Я видел Алексея Николаевича на яхте при обходе фронта команды, при играх с юнгами, при различных представлениях Ему, в минуты детских шалостей и т. д. Он всегда прельщал всех своим ясным взором, решительным видом, быстрыми решениями, громким голосом и вместе с тем мягкостью, ласковостью и внимательным отношением ко всем и всему.
Великие Княжны в описываемое время были прелестными девочками, скромно и просто воспитанными, относившимися ко всем с ласковостью и вежливостью, а зачастую с трогательной заботливостью. Все они обожали Наследника и баловали его всячески.
Как Августейшие Родители к Детям, так и Дети к ним проявляли на каждом шагу пример трогательной любви, и искренно можно сказать, что трудно было найти иную, более совершенную семью.
По возвращении из Ливадии в Петербург я получил назначение состоять при герцоге Зюдерманландском[359] и Его Супруге Великой Княгине Марии Павловне[360], приезжающих в Петербург на похороны Великого Князя Михаила Николаевича[361], неожиданно скончавшегося в Ницце.
Пришлось выехать в Або[362], где и встретить Высоких Гостей.
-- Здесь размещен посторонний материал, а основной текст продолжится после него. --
PR #165, opened 2024-12-11
Add support for Markdown hard line breaks

gavinjerman:
Ensure a line break in Markdown (not in a code span or HTML tag) that is preceded by two or more spaces and does not occur at the end of a block is parsed as a hard line break (rendered in HTML as a <br /> tag).


twostraws:
Thank you!

PR #167, opened 2024-12-12
Implement `colorWeight()` modifier…

JPToroDev:
Implement `colorWeight()` modifier. Rework `Color` and scope HTML colors.


Sources/Ignite/Styles/Color-HTMLColors.swift
```diff
@@ -0,0 +1,454 @@
...
+// Ignite
+// https://www.github.com/twostraws/Ignite
+// See LICENSE for license information.
+//
+
+// There are lots of HTML color names here!
+public extension Color {
+    /// A namespace containing standard HTML/CSS color names and their hex values.
+    /// These colors are based on the standard web colors specification.
+    enum HTML {
```
twostraws, line 12: How does pushing colors one level deeper affect the API – can users still say `foregroundStyle(.rebeccaPurple)`, for example?

JPToroDev: Users would now do: `foregroundStyle(.HTML.rebeccaPurple)`. HTML colors had to be scoped because several HTML color names conflict with Bootstrap color names.

twostraws: I'm reading this again: if there are collisions, HTML needs to win, so we should remove the colliding Bootstrap color names. I'd rather avoid `.HTML.rebeccaPurple` if possible.

JPToroDev: So for Bootstrap colors, should we do boostrapBlue, etc.?

twostraws: Yes, that sounds good.

JPToroDev: Great—all set then.

JPToroDev: Actually, on second thought: given the future direction of the framework we discussed, I think we should revert `Color` back to a struct and add `colorWeight()` to that. Hold tight.

JPToroDev: All set.

PR #172, opened 2024-12-12
Introduce form components to create simple newsletter signups.

JPToroDev:
This PR introduces three form components—`Form`, `TextField`, and `SubscribeAction`—that allow users to craft basic email intake forms and create a foundation for future, full-fledged form creation.

Usage example:

```swift
Form {
    TextField(placeholder: "Email")
    Button("Submit")
        .type(.submit)
    } onSubmit: { id in
        SubscribeAction(.sendFox("myToken"), formID: id)
}
```


Sources/Ignite/Actions/SubscribeAction.swift
```diff
@@ -0,0 +1,74 @@
...
+    }
+
+    /// The endpoint URL for the form submission
+    var endpoint: String {
+        service.endpoint
+    }
+
+    /// Returns the JavaScript needed for form handling
+    public func compile() -> String {
+        """
```
twostraws, line 65: This whole PR is excellent – great job! This is the only part I'm not sure about: what JavaScript is required for the subscribe action?

JPToroDev: Thank you! Good catch—the JS just includes the form reset logic here. I'll update this with the subscription-handling logic that was omitted.

Sources/Ignite/Framework/ElementTypes/BlockHTML.swift
```diff
@@ -24,11 +24,6 @@ extension BlockHTML {
     public func width(_ width: Int) -> Self {
         var copy = self
         copy.columnWidth = .count(width)
-
-        // Important: We need to transfer all our existing
-        // attributes over to the copy.
-        AttributeStore.default.merge(attributes, intoHTML: copy.id)
```
twostraws, line 30: I was reading through again and noticed this change – can this safely go? I seem to recall it causing problems in Ignite Samples.

JPToroDev: The copy should have the same id as the original, so this shouldn't be necessary.

twostraws: Great – thanks!

PR #179, opened 2024-12-20
Replace #file with #filePath in IgniteTests.swift

erikbasargin:
This PR addresses the `Ignite.PublishingError.missingPackageDirectory` error that occurred in `IgniteTests.swift` when using `#file` by replacing it with `#filePath`.


twostraws:
Thank you!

При первой же встрече Великая Княгиня произвела самое чарующее впечатление, чего нельзя было сказать про Ее Супруга.
По приезде в Петербург Великокняжескую Чету встретил Августейший Брат Вел. Кн. Марии Павловны Великий Князь Дмитрий Павлович[363], пригласивший до переезда в Царское всех на завтрак к Себе, где присутствовала и Великая Княгиня Елизавета Федоровна[364], которой мне пришлось представляться впервые.
После завтрака переехали в Царское Село в собственный Его Величества Дворец, где были отведены покои для Высоких Гостей, а для свиты и меня в Большом Царскосельском Дворце. Свита состояла из двух лиц: камердинера[365], состоящего при Герцоге, и статс-дамы[366] при Великой Княгине.